----- Data extracts

PR #13, opened 2019-10-12
Add JSONLayout class

bblough:
This layout will format the LoggingEvent information such the date,
logger, level, message, and location information, as well as the values
in the MDC and NDC, into valid JSON.  This is useful for consumption
by elasticsearch or other log tools.

### DIFF
--- a/src/main/cpp/jsonlayout.cpp
+++ b/src/main/cpp/jsonlayout.cpp
@@ -1,0 +1,273 @@
+/*
+ * Licensed to the Apache Software Foundation (ASF) under one or more
+ * contributor license agreements.  See the NOTICE file distributed with
+ * this work for additional information regarding copyright ownership.
+ * The ASF licenses this file to You under the Apache License, Version 2.0
+ * (the "License"); you may not use this file except in compliance with
+ * the License.  You may obtain a copy of the License at
+ *
+ *      http://www.apache.org/licenses/LICENSE-2.0
+ *
+ * Unless required by applicable law or agreed to in writing, software
+ * distributed under the License is distributed on an "AS IS" BASIS,
+ * WITHOUT WARRANTIES OR CONDITIONS OF ANY KIND, either express or implied.
+ * See the License for the specific language governing permissions and
+ * limitations under the License.
+ */
+
+#include <log4cxx/logstring.h>
+#include <log4cxx/jsonlayout.h>
+#include <log4cxx/spi/loggingevent.h>
+#include <log4cxx/level.h>
+#include <log4cxx/helpers/optionconverter.h>
+#include <log4cxx/helpers/iso8601dateformat.h>
+#include <log4cxx/helpers/stringhelper.h>
+
+#include <apr_time.h>
+#include <apr_strings.h>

----------

# Aim of the exercise:
Look through the entries above and quote exactly the lines from the line with "by elasticsearch or other log tools." to the line with "file distributed with", counting both of those lines.

# Answer to this problem:
by elasticsearch or other log tools.

### DIFF
--- a/src/main/cpp/jsonlayout.cpp
+++ b/src/main/cpp/jsonlayout.cpp
@@ -1,0 +1,273 @@
+/*
+ * Licensed to the Apache Software Foundation (ASF) under one or more
+ * contributor license agreements.  See the NOTICE file distributed with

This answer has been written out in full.